Ta książka jest jak przejażdżka karuzelą wirującą między karierą, złamanym sercem i prawdziwą przyjaźnią. I jak nadzieja na drugą szansę, której obyś nie przeoczył!
Książka, którą powinny przeczytać osoby zabiegane, goniące za karierą i przez to niemające czasu dla rodziny. Zdenerwował mnie fragment gdy była mowa o tym, że Lou zdradził żonę z nianią. Polską nianią.

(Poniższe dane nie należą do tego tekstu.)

PR #400, opened 2016-05-26
Move copied-and-pasted code into a single header file

drbo:
The code that blocks on `/dev/random` on Linux to ensure that
`/dev/urandom` is properly seeded was duplicated in
src/libsodium/randombytes/sysrandom/randombytes_sysrandom.c and in
src/libsodium/randombytes/salsa20/randombytes_salsa20_random.c.  Move it
into a single header file.

Also, update .gitignore to ignore Emacs temporary files.

### DIFF
--- a/.gitignore
+++ b/.gitignore
@@ -19,6 +19,8 @@
 *.status
 *.tar.*
 *~
+.#*
+#*#
 .DS_Store
 .deps
 .dirstamp
--- a/src/libsodium/randombytes/linux-block-on-random.h
+++ b/src/libsodium/randombytes/linux-block-on-random.h
@@ -1,0 +1,27 @@
+# if defined(__linux__) && !defined(USE_BLOCKING_RANDOM)
+# include <poll.h>
+static int
+randombytes_block_on_dev_random(void)
+{
+    struct pollfd pfd;
+    int           fd;
+    int           pret;
+
+    fd = open("/dev/random", O_RDONLY);
+    if (fd == -1) {
+        return 0;
+    }
+    pfd.fd = fd;
+    pfd.events = POLLIN;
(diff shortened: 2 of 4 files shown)


drbo:
Normally I would not consider myself qualified to do anything serious crypto-related, but I highly doubt this introduced any bugs.

jedisct1:
* Does this change implement new features?
No, it doesn't.

* Does it make the code run faster?
No, it doesn't.

* Does it improve clarity?
It doesn't, it actually reduces it. Instead of having a single-file, self-contained implementation, we now have 95% of the code in one file, and 5% were moved to another file.
The Salsa20 implementation is an example to implement a custom RNG using the `randombytes_implementation` interface. It's probably better to keep the example in a single file instead of having to look at some additional, private header file.

* Does it improve reusability?
For the best or for the worst, some people only extract the functions implementing the operations they need instead of including the whole library into their project. For this reason, sodium favors keeping each group of functions self-contained over factoring everything. The obvious exceptions being functions exported in the public API, relatively large code, and very common functions such as accessing unaligned data.
This change doesn't improve this, but actually makes it slightly worse.

* Does it matches the style of the existing code?
Having whole functions in header files is okay in C++, but very uncommon in C. This is certainly not something done elsewhere in the library, excepted for inlined functions.

* Does it work?
This pull request hasn't been tested. It merged, the package would not compile any more. [Travis complains](https://travis-ci.org/jedisct1/libsodium/builds/133017009) about it on all platforms: `'../linux-block-on-random.h' file not found`, maybe because the file wasn't added to the Makefiles.

This short function was intentionally duplicated in order to keep things simple, clear and easy to reuse.
So let's keep it that way.

PR #405, opened 2016-06-15
document why RtlGenRandom is used

azet:
I took me a while to figure out why `libsodium` uses `RtlGenRandom` over the `CryptGenRandom` functionality on Windows systems. I think this should be properly documented.


jedisct1:
Merged, thanks!

azet:
That was fast :)

PR #417, opened 2016-07-24
Genereate pdb files for VS2010, 2012, 2013

Jan-E:
@jedisct1 The VC14 (VS2015) project file already generates a libsodium.pdb for the libsodium.dll. This PR ensures that the same is done for VS2010, 2012, 2013.


jedisct1:
Merged, thanks!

"Śmierć statystykom, czyli dzieje sfrustrowanego faceta"
Marta Akuszewska
20-letni Maksymilian to typ kobieciarza i zimnego drania, który lubi bawić się dziewczynami. Mieszka w Poznaniu z rodzicami, młodszą o dwa lata siostrą Pauliną i babcią Marcelą. Ma wspaniałych przyjaciół: Ulę oraz Tomka, którzy zawsze służą mu radą. Studiuje, pracuje jako barman, trenuje pływanie. Jego sielankowe życie burzy pewnego dnia poznanie najbliższej przyjaciółki jego siostry. z początku zafascynowany wyłącznie urodą Marysi, z czasem docenia jej charakter. Niestety, dziewczyna jest w szczęśliwym związku, którego wcale nie ma zamiaru kończyć... Swoje zmagania z rzeczywistością Max opisuje na blogu, który założył przede wszystkim po to, by dokuczać przedstawicielkom płci pięknej, prowokując je różnymi śmiałymi wypowiedziami.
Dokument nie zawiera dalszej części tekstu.